### Task directions
Lines in the data below that contain the word "yarn" are to be copied.
-- Data for this task follows --
PR #9860, opened 2021-08-23
fix: do not transform views when the drawer type is permanent

netshade:
This PR removes `transform` style from container and drawer views when the drawer type is set to be `permanent`. It does so to prevent cases where the `transform` CSS rule being present in a `web` context may cause other elements to no longer work correctly - see [this Chromium bug](https://bugs.chromium.org/p/chromium/issues/detail?id=20574) regarding `position:fixed`. 

I tried to stick to what I think to be the *intent* here, in that if the drawer type is set to be permanent, then no animation of the scene container or the drawer is ever intended in the future, and therefore, not having any `transform` present is desirable.

### DIFF
--- a/packages/drawer/src/views/modern/Drawer.tsx
+++ b/packages/drawer/src/views/modern/Drawer.tsx
@@ -260,24 +260,27 @@ export default function Drawer({
   });
 
   const drawerAnimatedStyle = useAnimatedStyle(() => {
+    if (drawerType === 'permanent') {
+      return {};
+    }
     return {
       transform: [
         {
-          translateX:
-            drawerType === 'permanent' || drawerType === 'back'
-              ? 0
-              : translateX.value,
+          translateX: drawerType === 'back' ? 0 : translateX.value,
         },
       ],
     };
   });
 
   const contentAnimatedStyle = useAnimatedStyle(() => {
+    if (drawerType === 'permanent') {
+      return {};
+    }
     return {
       transform: [
         {
           translateX:
-            drawerType === 'permanent' || drawerType === 'front'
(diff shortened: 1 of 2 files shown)


netshade:
After some review, it also appears that an animated `opacity` value is also being applied to the drawer view in a case where no animation is in fact required. Changed here to in fact be the constant `1`, as no animation or value other than `1` should be possible when the drawer is set to permanent.

netshade:
Just checking on this - any chance I can get a review?

packages/drawer/src/views/modern/Drawer.tsx
```diff
@@ -260,24 +260,27 @@ export default function Drawer({
...
+          translateX: drawerType === 'back' ? 0 : translateX.value,
         },
       ],
     };
   });
 
   const contentAnimatedStyle = useAnimatedStyle(() => {
+    if (drawerType === 'permanent') {
+      return {};
+    }
```
satya164, line 278:
```suggestion
    }

```

packages/drawer/src/views/modern/Drawer.tsx
```diff
@@ -260,24 +260,27 @@ export default function Drawer({
   });
 
   const drawerAnimatedStyle = useAnimatedStyle(() => {
+    if (drawerType === 'permanent') {
+      return {};
+    }
```
satya164, line 265:
```suggestion
    }

```

satya164 (approved):
Thank you

satya164:
Merged in 2a88d0d

netshade:
Thanks!

Issue #9889, opened 2021-08-30
After resized window in other screen, when navigate to the old screen, it shows empty view


nikgraf:
### Current behavior

After resizing the window and then switch to another screen the view is empty.

Someone else posted the issue here: https://github.com/microsoft/react-native-macos/issues/817 and recorded the behaviour

![bug](https://user-images.githubusercontent.com/4313235/130565966-af6934b2-cd17-469f-bab0-25a4a3c24b9e.gif)

I could reproduce the exact same behaviour in my open source codebase: https://github.com/SerenityNotes/serenity-notes-clients/blob/main/app/src/components/Navigation.tsx#L249-L322

So far I verified it happens with the Drawer as well as BottomTabs in react-navigation 5 and 6.

### Expected behavior

The screen should not be empty.

### Reproduction

https://github.com/SerenityNotes/serenity-notes-clients/blob/main/app/src/components/Navigation.tsx#L249-L322

### Platform

- [ ] Android
- [ ] iOS
- [ ] Web
- [ ] Windows
- [X] MacOS

### Packages

- [X] @react-navigation/bottom-tabs
- [X] @react-navigation/drawer
- [ ] @react-navigation/material-bottom-tabs
- [ ] @react-navigation/material-top-tabs
- [ ] @react-navigation/stack
- [ ] @react-navigation/native-stack

### Environment

```
    "@react-navigation/bottom-tabs": "^6.0.5",
    "@react-navigation/drawer": "^6.1.4",
    "@react-navigation/native": "^6.0.2",
    "@react-navigation/stack": "^6.0.7",
    "react-native": "0.63.4",
    "react-native-macos": "^0.63.37",
    "react-native-reanimated": "~2.2.0",
    "react-native-safe-area-context": "^3.2.0",
```

satya164:
I don't have any knowledge about react-native-macos, so I'd appreciate a PR to fix it if someone manages to debug it. This might be related to React Native Screens.

nikgraf:
@satya164 managed to find the bug and opened a PR with a solution

PR #9904, opened 2021-09-03
fix: resized view never re-appears on macos #9889

nikgraf:
I created the original issue, found the root cause and was able to fix it.

Original issue: https://github.com/react-navigation/react-navigation/issues/9889


satya164 (approved):
Thank you

PR #12145, opened 2024-09-13
feat: export LocaleDirContext and UNSTABLE_UnhandledLinkingContext

marklawlor:
**Motivation**

Expo Router is a library built on top of React Navigation. It customises the linking behaviour of React Navigation by providing a custom `<NavigationContainer />` and changes the behaviour how it performs linking.

In React Navigation 7, the packages were changed to use `package.json#exports` which only expose the public APIs and not the internal contexts/hooks that are needed by to create a custom `<NavigationContainer />`.

Instead of adding these values to the public exports, this PR proposes that a new submodule is exposed `@react-navigation/native/extend` which exports public API and the required hooks/contexts needed to create a custom `<NavigationContainer />`

### DIFF
--- a/packages/native/src/index.tsx
+++ b/packages/native/src/index.tsx
@@ -1,11 +1,13 @@
 export { createStaticNavigation } from './createStaticNavigation';
 export { Link } from './Link';
 export { LinkingContext } from './LinkingContext';
+export { LocaleDirContext } from './LocaleDirContext';
 export { NavigationContainer } from './NavigationContainer';
 export { ServerContainer } from './ServerContainer';
 export { DarkTheme } from './theming/DarkTheme';
 export { DefaultTheme } from './theming/DefaultTheme';
 export * from './types';
+export { UnhandledLinkingContext as UNSTABLE_UnhandledLinkingContext } from './UnhandledLinkingContext';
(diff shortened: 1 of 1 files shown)


satya164 (changes requested):
Both are public APIs. I don't think it makes sense to have exports only for libraries. Regardless of whether they are exported "for library" or for users have the same effect - internal files are now public APIs and we can't change them without breaking other code.

If there's a functionality lacking, then it should be part of the public API - not by exposing internal files. If Expo Router needs anything specific to be customized, you need to discuss how to do that with public APIs instead of forking `NavigationContainer`.

For what to do with this PR:

`LocaleDirContext` should be exported as we generally export contexts for use with class components etc. `UnhandledLinkingContext` is an experimental API and if it's exported then it should be prefixed with `unstable_`. Both of these should be exported in the main `index.tsx` and not a separate file.

As for `useBackButton`, `useDocumentTitle` and `useThenable`, these are internal implementation details and if you need these then you should vendor them.

marklawlor:
* Updated `index.ts`
* Exposed `UnhandledLinkingContext` as `UNSTABLE_UnhandledLinkingContext`
* Removed `extend.ts`

satya164 (approved):
Thanks

PR #12161, opened 2024-09-22
refactor: move web-only checks inside the Platform.OS web condition

bytehala:
Prevents react-native-tab-view from throwing an error on fireEvent.press when running Jest tests

**Motivation**

Apps that use react-native-tab-view can't test tab switching using only `fireEvent.press(component)` and devs have to delve into the code to realize that they have to use `fireEvent.press(component, eventObject)` [reproduction proof](https://github.com/bytehala/rntv-issue/pull/1)

When using `fireEvent.press(component)`, Jest throws an error `TypeError: Cannot read properties of undefined (reading 'metaKey')`. This is because of 2 main reasons:

1. The React Native Testing Library fireEvent API [does not send an event](https://callstack.github.io/react-native-testing-library/docs/api/events/fire-event)
2. The code was checking for web-only attributes outside of the `Platform.OS === web` condition, like metaKey

Screenshot 2024-09-21 at 10 04 14 PM

**Test plan**

Proof of the error:
1. Check out this branch
2. Revert the react-native-tab-view PlatformPressable.tsx to the "before" revision
3. Run the new tests `yarn test ./packages/react-native-tab-view/src/__tests__/PlatformPressable.test.tsx`
- [ ] The fireEvent.press test should throw an error

Proof that the refactor works for fireEvent.press and UserEventInstance.press:
1. Check out this branch
2. Run the new tests `yarn test ./packages/react-native-tab-view/src/__tests__/PlatformPressable.test.tsx`
- [ ] All 4 tests should pass

### DIFF
--- a/packages/react-native-tab-view/src/PlatformPressable.tsx
+++ b/packages/react-native-tab-view/src/PlatformPressable.tsx
@@ -30,16 +30,16 @@ export function PlatformPressable({
   ...rest
 }: Props) {
   const handlePress = (e: GestureResponderEvent) => {
-    // @ts-expect-error: these properties exist on web, but not in React Native
-    const hasModifierKey = e.metaKey || e.altKey || e.ctrlKey || e.shiftKey; // ignore clicks with modifier keys
-    // @ts-expect-error: these properties exist on web, but not in React Native
-    const isLeftClick = e.button == null || e.button === 0; // only handle left clicks
-    const isSelfTarget = [undefined, null, '', 'self'].includes(
-      // @ts-expect-error: these properties exist on web, but not in React Native
-      e.currentTarget?.target
-    ); // let browser handle "target=_blank" etc.
-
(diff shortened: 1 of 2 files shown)


packages/react-native-tab-view/src/PlatformPressable.tsx
```diff
@@ -30,16 +30,16 @@ export function PlatformPressable({
   ...rest
 }: Props) {
   const handlePress = (e: GestureResponderEvent) => {
-    // @ts-expect-error: these properties exist on web, but not in React Native
-    const hasModifierKey = e.metaKey || e.altKey || e.ctrlKey || e.shiftKey; // ignore clicks with modifier keys
```
bytehala, line 34: Since these values are only ever checked inside the first if-condition, move all of them inside that if block.

satya164 (approved):
Thanks

Issue #11493, opened 2023-07-25
[react-native-tab-view] TabView testability issues


rafael-rollo:
### Current behavior

I am currently facing an issue testing components that depend on TabView. I'm migrating from the deprecated tab-view package to the current one under the react-navigation repo. Tests that used to work with the previous package/version - like the example below - now fail.

``` js
import React from 'react';

import {render, fireEvent} from '@testing-library/react-native';
import App from './App';

test('Should present the route title on scene content', () => {
  const {getByLabelText, getByText} = render(<App />);

  expect(getByText('First route')).toBeDefined();

  fireEvent.press(getByLabelText('Second'));

  expect(getByText('Second route')).toBeDefined();
});
```

It seems the event of `fireEvent.press` just don't be triggered anymore. I noticed the absence of an `onPress` handler in the rendered node (content below) and tried something like `fireEvent(getByLabelText('Second'), 'click')` but doesn't work too. I tried to query for some custom components rendered under a custom tab bar also.

``` jsx
rendered content

...
<View
  accessibilityLabel="Second"
  accessibilityRole="tab"
  ...
  onBlur={[Function]}
  onClick={[Function]}
  onFocus={[Function]}
  onLayout={[Function]}
  ...
>...</>
```

Does anyone see some workaround on that so we don't need to skip tests like these?

A link to a repro is provided.

Thank you.

### Expected behavior

The press event on the tab should be triggered and the scene for the selected tab should be rendered to make the test pass.

### Reproduction

https://github.com/rafael-rollo/rntv-issue

### Platform

- [ ] Android
- [ ] iOS
- [ ] Web
- [ ] Windows
- [ ] MacOS

### Packages

- [ ] @react-navigation/bottom-tabs
- [ ] @react-navigation/drawer
- [ ] @react-navigation/material-top-tabs
- [ ] @react-navigation/stack
- [ ] @react-navigation/native-stack
- [X] react-native-tab-view

### Environment

- [x] I've removed the packages that I don't use

| package                                | version |
| -------------------------------------- | ------- |
| react-native-tab-view                  | 3.5.2
| react-native-pager-view                | 6.2.0
| react-native                           | 0.72.1
| node                                   | v18.16.1
| npm or yarn                            | 1.22.19
| npm or yarn                            | 1.22.19
| @testing-library/react-native | 12.1.3 (also tested on ^11.5.4)
| jest | ^29.2.1 
| react-test-renderer | 18.2.0

[...]

PR #12162, opened 2024-09-22
test: react-native-tab-view

bytehala:
**Motivation**

`react-native-tab-view` doesn't have Jest tests yet. This provides the setup as well as initial component and interaction tests for rendering and switching tabs.

Closely related to https://github.com/react-navigation/react-navigation/issues/11493

**Test plan**

- [ ] Optional because CI runs it: Run `yarn test` All tests, including the newly added tests, must pass
- [x] The change must pass lint, typescript and tests.

### DIFF
--- a/packages/react-native-tab-view/package.json
+++ b/packages/react-native-tab-view/package.json
@@ -53,6 +53,8 @@
     "use-latest-callback": "^0.2.1"
   },
   "devDependencies": {
+    "@jest/globals": "^29.7.0",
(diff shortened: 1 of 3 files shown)


satya164 (changes requested):
Thanks for the PR. We generally don't `describe` when the file name already says what the test is for. Can you remove the redundant `describe('react-native-tab-view'`?

satya164 (approved):
Thanks

PR #12169, opened 2024-09-28
test: press tab instead of button-in-scene

bytehala:
**Motivation**

The existing test was pressing a button inside the scene, which was calling `navigation.navigate`.
This can cause the tests to pass even if the `BottomTabBar` is not rendered.

**Test plan**


packages/bottom-tabs/src/__tests__/index.test.tsx
```diff
@@ -45,7 +40,12 @@ test('renders a bottom tab navigator with screens', async () => {
   expect(queryByText('Screen A')).not.toBeNull();
   expect(queryByText('Screen B')).toBeNull();
 
-  fireEvent.press(await findByText('Go to B'));
+  // The tab bar should be rendered
```
satya164, line 43:
```suggestion
```

satya164 (approved):
Thanks

PR #12179, opened 2024-10-01
chore: bump react-native-screens version to 4-beta for v7

kkafar:
**Motivation**

`react-navigation@v7` brings support for `screens@v4` stable version of which will be released soon. This PR bumps used version of react native screens in all the packages and example application.

**Test plan**

Example app.

### DIFF
--- a/packages/native-stack/src/types.tsx
+++ b/packages/native-stack/src/types.tsx
@@ -21,7 +21,6 @@ import type {
   ScreenProps,
   ScreenStackHeaderConfigProps,
   SearchBarProps,
-  SheetDetentTypes,
 } from 'react-native-screens';
 
 export type NativeStackNavigationEventMap = {
@@ -545,7 +544,7 @@ export type NativeStackNavigationOptions = {
    *
    * @platform ios
    */
-  sheetAllowedDetents?: SheetDetentTypes;
+  sheetAllowedDetents?: number[] | 'fitToContents';
   /**
    * Whether the sheet should expand to larger detent when scrolling.
    * Works only when `presentation` is set to `formSheet`.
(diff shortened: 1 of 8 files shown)


packages/native-stack/src/types.tsx
```diff
@@ -545,7 +544,7 @@ export type NativeStackNavigationOptions = {
    *
    * @platform ios
    */
-  sheetAllowedDetents?: SheetDetentTypes;
+  sheetAllowedDetents?: number[] | 'fitToContents';
```
kkafar, line 547: This is done just to satisfy typechecker temporality before we merge: https://github.com/react-navigation/react-navigation/pull/12032

If you're not fine with that, let me know.

packages/native-stack/src/types.tsx
```diff
@@ -587,7 +586,7 @@ export type NativeStackNavigationOptions = {
    *
    * @platform ios
    */
-  sheetLargestUndimmedDetent?: SheetDetentTypes;
+  sheetLargestUndimmedDetent?: number;
```
kkafar, line 589: Same here

packages/native-stack/src/views/NativeStackView.native.tsx
```diff
@@ -423,12 +425,9 @@ const SceneView = ({
           },
         }
       )}
-      freezeOnBlur={freezeOnBlur}
       // When ts-expect-error is added, it affects all the props below it
       // So we keep any props that need it at the end
       // Otherwise invalid props may not be caught by TypeScript
```
kkafar, line 430: Keep / remove this comment? 

I'm personally for keeping it in, so that we don't need to bring it back once new props emerge.

kkafar (commented):
Notes for reviewers.

kkafar:
Bypassing the branch protection, since all unresolved conversations are mine notes.

PR #12180, opened 2024-10-02
refactor: move web-only checks inside web condition

bytehala:
**Motivation**

When writing tests that have `fireEvent.press(somePlatformPressable)` the test throws an error because event is undefined.

This change is similar to https://github.com/react-navigation/react-navigation/pull/12161 

**Test plan**


satya164 (approved):
Thanks

PR #12181, opened 2024-10-02
fix: handlePress type coercion

bytehala:
**Motivation**

In a previous PR https://github.com/react-navigation/react-navigation/pull/12161 I mistook the loose equality operators as typo errors. By using strict equality, the logic got changed on `undefined` values.

```typescript
// pseudocode
  if (rest.href != null) {
    // LOGIC A
  } else {
    // LOGIC B
  }
```

When `rest.href` is `undefined`
- Old Behavior --> LOGIC B
- New Behavior --> LOGIC A ❌

This PR reverts the changes to the equality operators to keep the old behavior.

**Test plan**

- [ ] Optional: temporarily change the `isLeftClick` to have `e.button === null`, the last test should fail

### DIFF
--- a/packages/react-native-tab-view/src/PlatformPressable.tsx
+++ b/packages/react-native-tab-view/src/PlatformPressable.tsx
@@ -30,11 +30,11 @@ export function PlatformPressable({
   ...rest
 }: Props) {
   const handlePress = (e: GestureResponderEvent) => {
-    if (Platform.OS === 'web' && rest.href !== null) {
+    if (Platform.OS === 'web' && rest.href != null) {
       // @ts-expect-error: these properties exist on web, but not in React Native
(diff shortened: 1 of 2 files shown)


satya164:
Thanks for the PR. However, it's fine to treat `null` the same as `undefined` in this case.

bytehala:
> Thanks for the PR. However, it's fine to treat `null` the same as `undefined` in this case.

@satya164 Hi, yes I understand. My previous PR makes `null` and `undefined` distinct, as I added strict equality/inequality and thus changed the behavior.

Previous behavior: `null` and `undefined` are treated the same
Current behavior: `undefined` is not treated the same as `null` and goes to the else block

This was my attempt at reinstating the previous behavior. As long as the maintainer team are aware that the behavior got changed, then I'll leave this as is for now.

Thanks!

PR #12188, opened 2024-10-05
Export NativeStackHeaderRightProps and NativeStackHeaderLeftProps

gorbypark:
**Motivation**

I was building a custom header right component, and noticed the props are typed as NativeStackHeaderRightProps, but I couldn't import that type from anywhere.  Of course it was trivial to just make my own type, but it would be nice to be able to just import the type from the package since it's actually available in the types, just not exported from the barrel file.  I also am exporting NativeStackHeaderLeftProps for the same reasons.

**Test plan**

It's just exporting a type from the barrel file, so not quite sure if/how it could be tested.  No actual types have been changed.


satya164 (approved):
Thanks for the PR

PR #12189, opened 2024-10-07
feat: preload using activityState prop

maciekstosio:
Preload feature implemented in https://github.com/react-navigation/react-navigation/pull/12083, with the difference of renaming prop `shouldBePreloaded` into `isPreloaded` and reusing `activityState` instead of new `hiddenFromStack`. Matching PR in react-native-screens repo: https://github.com/software-mansion/react-native-screens/pull/2389


satya164 (approved):
Thank you!

kkafar (approved):
Looks good to me!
-- Data for this task concluded --
### Solved problem
3. Run the new tests `yarn test ./packages/react-native-tab-view/src/__tests__/PlatformPressable.test.tsx`
2. Run the new tests `yarn test ./packages/react-native-tab-view/src/__tests__/PlatformPressable.test.tsx`
| npm or yarn                            | 1.22.19
| npm or yarn                            | 1.22.19
- [ ] Optional because CI runs it: Run `yarn test` All tests, including the newly added tests, must pass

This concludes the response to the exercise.